Please find the Derivative of the function

y =sec^2x + tan^2x

If you don't know sec or tan derivatives, change them to 1/cos and sin/cos. I will be happy to check your work.

To find the derivative of the function y = sec^2(x) + tan^2(x), we can use the derivative rules for trigonometric functions.

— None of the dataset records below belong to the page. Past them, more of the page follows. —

PR #590, opened 2021-06-30
Handle corner case only when storage is created but no PV

leelavg:
- This corner case is inhibiting deletion of server pods when no PV is created
- May not happen unless a user creates a wrong storage pool and tries to delete the pool without creating any PV
- In that scenario `pv_stats` table isn't created and current logic prohibits deletion of server pods

### DIFF
--- a/operator/main.py
+++ b/operator/main.py
@@ -745,6 +745,11 @@ def get_num_pvs(storage_info_data):
         return pv_count
 
     except CommandError as msg:
+        # If storage is created but no PV is carved then pv_stats table is not
+        # created in SQLITE3
+        if 'no such table' in msg:
+            # We are good to delete server pods
+            return 0
         logging.error(
             logf("Failed to get size details of the "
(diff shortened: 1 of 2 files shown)


leelavg:
- We are using `KeyboardInterrupt` to stop the server and better to skip the pylint check for that
- I upgraded local pylint to match github runner but pylint checks are still failing 😞

operator/main.py
```diff
@@ -745,6 +745,11 @@ def get_num_pvs(storage_info_data):
         return pv_count
 
     except CommandError as msg:
+        # If storage is created but no PV is carved then pv_stats table is not
+        # created in SQLITE3
+        if msg.stderr.find("no such table") != 1:
```
aravindavk: `!= -1`

leelavg: ack, forgot to update important piece while looking into pylint. my bad 😥

aravindavk (approved):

First, let's rewrite the function using trigonometric identities:

y = 1/cos^2(x) + sin^2(x)/cos^2(x)

Now, let's find the derivative of each term separately:

For the first term, 1/cos^2(x), we can use the quotient rule:

d/dx (1/cos^2(x)) = (-2cos(x)(-sin(x)))/(cos^4(x)) = 2sin(x)/cos^3(x)

For the second term, sin^2(x)/cos^2(x), we can use the quotient rule as well:

d/dx (sin^2(x)/cos^2(x)) = ((2sin(x)cos(x))(cos^2(x)) - (sin^2(x))(-2cos(x)(sin(x))))/(cos^4(x)) = (2sin(x)cos^3(x) + 2sin^3(x))/(cos^4(x))

Now, we can add the derivatives of both terms to find the overall derivative:

d/dx (y) = 2sin(x)/cos^3(x) + (2sin(x)cos^3(x) + 2sin^3(x))/(cos^4(x))

Simplifying the expression further:

d/dx (y) = 2sin(x)/cos^3(x) + 2sin(x)/cos(x) + 2sin^3(x)/cos^4(x)

This is the derivative of the given function y.